What needs to be done => Copy every line of the data in which the word "code" occurs.

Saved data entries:
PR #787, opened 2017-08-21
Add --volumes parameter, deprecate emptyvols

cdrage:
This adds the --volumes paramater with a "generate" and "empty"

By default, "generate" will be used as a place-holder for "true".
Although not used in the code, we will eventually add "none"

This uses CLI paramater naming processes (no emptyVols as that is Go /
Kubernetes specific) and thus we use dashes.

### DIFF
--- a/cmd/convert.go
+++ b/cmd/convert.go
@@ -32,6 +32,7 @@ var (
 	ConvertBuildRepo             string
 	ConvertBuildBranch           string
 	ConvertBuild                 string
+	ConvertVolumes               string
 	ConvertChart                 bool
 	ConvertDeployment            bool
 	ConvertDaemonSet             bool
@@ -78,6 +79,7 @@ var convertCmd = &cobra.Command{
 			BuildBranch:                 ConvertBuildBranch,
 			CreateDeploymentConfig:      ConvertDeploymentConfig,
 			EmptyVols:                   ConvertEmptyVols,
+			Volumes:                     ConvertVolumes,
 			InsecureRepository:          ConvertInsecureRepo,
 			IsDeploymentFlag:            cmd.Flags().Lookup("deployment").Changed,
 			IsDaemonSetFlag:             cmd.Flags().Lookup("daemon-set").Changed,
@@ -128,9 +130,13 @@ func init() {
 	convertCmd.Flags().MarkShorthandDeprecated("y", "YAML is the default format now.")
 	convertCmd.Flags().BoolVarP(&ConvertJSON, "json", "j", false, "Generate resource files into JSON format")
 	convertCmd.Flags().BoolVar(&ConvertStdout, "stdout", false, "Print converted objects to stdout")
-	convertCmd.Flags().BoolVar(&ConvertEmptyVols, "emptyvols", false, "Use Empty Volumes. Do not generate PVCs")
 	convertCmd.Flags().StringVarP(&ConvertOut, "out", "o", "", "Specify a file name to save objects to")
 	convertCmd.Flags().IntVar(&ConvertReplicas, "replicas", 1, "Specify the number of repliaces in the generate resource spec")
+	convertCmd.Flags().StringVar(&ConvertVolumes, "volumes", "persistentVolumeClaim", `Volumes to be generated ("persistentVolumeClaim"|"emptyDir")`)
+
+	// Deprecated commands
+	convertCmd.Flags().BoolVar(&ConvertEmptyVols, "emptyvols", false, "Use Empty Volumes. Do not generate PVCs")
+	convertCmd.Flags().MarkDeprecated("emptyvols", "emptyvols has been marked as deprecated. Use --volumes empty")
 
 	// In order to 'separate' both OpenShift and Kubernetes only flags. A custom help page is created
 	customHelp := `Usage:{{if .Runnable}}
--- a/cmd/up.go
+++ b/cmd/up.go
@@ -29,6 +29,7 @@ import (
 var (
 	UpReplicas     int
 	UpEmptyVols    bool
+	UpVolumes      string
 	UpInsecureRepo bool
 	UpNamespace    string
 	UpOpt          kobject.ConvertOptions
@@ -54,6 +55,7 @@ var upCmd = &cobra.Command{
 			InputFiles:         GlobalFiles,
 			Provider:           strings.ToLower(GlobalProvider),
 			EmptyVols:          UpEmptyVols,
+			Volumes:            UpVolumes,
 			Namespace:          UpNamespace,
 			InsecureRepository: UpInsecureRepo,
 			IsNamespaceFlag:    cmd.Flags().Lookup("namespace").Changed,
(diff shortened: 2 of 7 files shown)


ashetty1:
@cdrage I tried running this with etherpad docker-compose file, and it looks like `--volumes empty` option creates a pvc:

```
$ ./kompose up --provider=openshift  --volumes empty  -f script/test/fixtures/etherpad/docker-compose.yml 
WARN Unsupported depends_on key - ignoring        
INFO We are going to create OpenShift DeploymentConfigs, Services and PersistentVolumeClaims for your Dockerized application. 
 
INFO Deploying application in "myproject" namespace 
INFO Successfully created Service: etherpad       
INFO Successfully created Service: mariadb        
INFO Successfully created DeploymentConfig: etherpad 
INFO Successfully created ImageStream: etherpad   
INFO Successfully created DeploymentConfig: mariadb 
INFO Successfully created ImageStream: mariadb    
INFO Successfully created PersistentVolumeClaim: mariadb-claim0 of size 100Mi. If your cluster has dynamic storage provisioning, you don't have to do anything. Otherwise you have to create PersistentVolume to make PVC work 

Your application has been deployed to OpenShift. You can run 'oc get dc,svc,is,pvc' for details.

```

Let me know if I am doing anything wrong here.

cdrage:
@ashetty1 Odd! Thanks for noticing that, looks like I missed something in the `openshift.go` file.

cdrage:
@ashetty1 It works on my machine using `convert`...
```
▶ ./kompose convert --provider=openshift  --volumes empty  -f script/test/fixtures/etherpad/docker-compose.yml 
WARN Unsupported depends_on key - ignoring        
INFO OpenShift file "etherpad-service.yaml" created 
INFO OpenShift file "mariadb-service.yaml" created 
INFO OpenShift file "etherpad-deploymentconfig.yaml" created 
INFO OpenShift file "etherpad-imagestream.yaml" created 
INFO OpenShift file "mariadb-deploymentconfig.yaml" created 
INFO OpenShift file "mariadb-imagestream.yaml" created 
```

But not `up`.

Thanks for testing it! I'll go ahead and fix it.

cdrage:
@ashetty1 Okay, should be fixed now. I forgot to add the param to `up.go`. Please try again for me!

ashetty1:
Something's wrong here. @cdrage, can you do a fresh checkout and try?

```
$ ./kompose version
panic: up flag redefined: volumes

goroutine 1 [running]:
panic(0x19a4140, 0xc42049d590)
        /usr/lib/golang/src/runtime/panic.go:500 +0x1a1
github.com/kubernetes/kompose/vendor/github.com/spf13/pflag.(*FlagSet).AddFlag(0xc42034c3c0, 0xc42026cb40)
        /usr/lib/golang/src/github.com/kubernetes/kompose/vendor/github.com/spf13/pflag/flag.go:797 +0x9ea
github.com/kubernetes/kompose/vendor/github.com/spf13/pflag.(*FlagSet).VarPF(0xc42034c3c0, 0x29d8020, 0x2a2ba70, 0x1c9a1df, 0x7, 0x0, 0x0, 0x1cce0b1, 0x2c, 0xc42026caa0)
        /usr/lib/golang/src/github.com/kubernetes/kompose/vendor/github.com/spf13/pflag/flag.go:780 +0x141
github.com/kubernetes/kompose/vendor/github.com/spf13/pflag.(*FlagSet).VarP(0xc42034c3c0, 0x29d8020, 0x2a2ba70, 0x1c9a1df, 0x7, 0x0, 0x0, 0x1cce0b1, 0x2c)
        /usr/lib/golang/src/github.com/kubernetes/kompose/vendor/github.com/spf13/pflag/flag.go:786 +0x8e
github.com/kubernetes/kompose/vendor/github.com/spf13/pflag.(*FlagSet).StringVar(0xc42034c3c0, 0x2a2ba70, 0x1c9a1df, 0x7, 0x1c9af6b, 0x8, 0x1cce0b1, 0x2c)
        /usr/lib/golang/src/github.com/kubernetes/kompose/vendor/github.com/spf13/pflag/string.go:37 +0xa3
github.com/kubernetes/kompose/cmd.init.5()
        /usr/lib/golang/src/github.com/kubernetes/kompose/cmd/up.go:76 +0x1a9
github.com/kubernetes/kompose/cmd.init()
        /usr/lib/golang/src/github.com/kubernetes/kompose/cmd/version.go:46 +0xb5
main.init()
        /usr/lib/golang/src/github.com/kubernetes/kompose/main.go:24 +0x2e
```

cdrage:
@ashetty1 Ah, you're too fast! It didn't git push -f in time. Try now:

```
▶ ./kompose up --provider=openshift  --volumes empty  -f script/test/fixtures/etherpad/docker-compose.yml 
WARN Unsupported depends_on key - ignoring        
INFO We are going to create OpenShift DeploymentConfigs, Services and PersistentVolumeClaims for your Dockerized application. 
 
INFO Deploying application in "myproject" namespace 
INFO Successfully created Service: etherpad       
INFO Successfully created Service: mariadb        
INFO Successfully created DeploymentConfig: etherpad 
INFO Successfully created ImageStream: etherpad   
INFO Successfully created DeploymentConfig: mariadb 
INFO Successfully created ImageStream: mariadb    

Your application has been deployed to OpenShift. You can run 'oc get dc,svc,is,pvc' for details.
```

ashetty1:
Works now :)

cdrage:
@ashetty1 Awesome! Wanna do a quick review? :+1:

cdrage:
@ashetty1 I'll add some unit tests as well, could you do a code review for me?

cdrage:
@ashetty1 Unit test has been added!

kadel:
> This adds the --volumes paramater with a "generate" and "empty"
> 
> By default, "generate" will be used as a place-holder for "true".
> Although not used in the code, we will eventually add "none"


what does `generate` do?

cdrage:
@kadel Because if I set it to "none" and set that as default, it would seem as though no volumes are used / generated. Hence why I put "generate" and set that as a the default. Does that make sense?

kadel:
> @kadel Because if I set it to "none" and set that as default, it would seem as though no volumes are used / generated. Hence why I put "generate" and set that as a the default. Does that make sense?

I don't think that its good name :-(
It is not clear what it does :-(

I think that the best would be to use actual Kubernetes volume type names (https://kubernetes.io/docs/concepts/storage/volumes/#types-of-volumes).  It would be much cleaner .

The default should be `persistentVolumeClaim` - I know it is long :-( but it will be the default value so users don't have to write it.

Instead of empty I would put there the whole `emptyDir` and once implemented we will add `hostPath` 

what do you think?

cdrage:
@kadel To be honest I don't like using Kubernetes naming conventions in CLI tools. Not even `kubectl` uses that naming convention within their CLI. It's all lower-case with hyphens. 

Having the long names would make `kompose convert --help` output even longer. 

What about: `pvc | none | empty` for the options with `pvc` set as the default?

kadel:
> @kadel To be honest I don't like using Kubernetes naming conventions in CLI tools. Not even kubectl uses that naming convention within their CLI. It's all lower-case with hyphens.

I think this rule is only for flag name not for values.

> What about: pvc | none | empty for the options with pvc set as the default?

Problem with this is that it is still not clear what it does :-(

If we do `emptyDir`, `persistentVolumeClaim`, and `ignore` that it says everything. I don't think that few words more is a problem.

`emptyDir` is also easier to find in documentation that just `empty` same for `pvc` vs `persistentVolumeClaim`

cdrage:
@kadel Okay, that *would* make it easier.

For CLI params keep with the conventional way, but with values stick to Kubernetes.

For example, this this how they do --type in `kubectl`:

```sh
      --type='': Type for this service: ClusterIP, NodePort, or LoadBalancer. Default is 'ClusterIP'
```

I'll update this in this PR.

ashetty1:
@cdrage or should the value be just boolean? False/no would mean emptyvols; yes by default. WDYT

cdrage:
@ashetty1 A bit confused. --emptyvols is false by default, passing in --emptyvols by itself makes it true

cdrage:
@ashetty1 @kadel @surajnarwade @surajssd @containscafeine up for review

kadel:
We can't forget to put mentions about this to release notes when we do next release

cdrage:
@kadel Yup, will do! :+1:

Response =>
Although not used in the code, we will eventually add "none"
@ashetty1 I'll add some unit tests as well, could you do a code review for me?
> Although not used in the code, we will eventually add "none"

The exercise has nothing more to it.